■ PROBLEM REQUIREMENTS:
Repeat the data exactly, so that every line matches the original.

■ SUPPLIED DATA:
= = = =

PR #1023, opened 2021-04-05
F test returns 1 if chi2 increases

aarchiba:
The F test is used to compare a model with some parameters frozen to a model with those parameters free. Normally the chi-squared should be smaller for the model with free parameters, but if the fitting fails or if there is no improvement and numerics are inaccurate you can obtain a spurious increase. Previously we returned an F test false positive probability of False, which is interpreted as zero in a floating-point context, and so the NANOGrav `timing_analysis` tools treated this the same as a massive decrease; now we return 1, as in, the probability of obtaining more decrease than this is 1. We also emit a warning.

= = = =

■ EXERCISE ANSWER:
PR #1023, opened 2021-04-05
F test returns 1 if chi2 increases

aarchiba:
The F test is used to compare a model with some parameters frozen to a model with those parameters free. Normally the chi-squared should be smaller for the model with free parameters, but if the fitting fails or if there is no improvement and numerics are inaccurate you can obtain a spurious increase. Previously we returned an F test false positive probability of False, which is interpreted as zero in a floating-point context, and so the NANOGrav `timing_analysis` tools treated this the same as a massive decrease; now we return 1, as in, the probability of obtaining more decrease than this is 1. We also emit a warning.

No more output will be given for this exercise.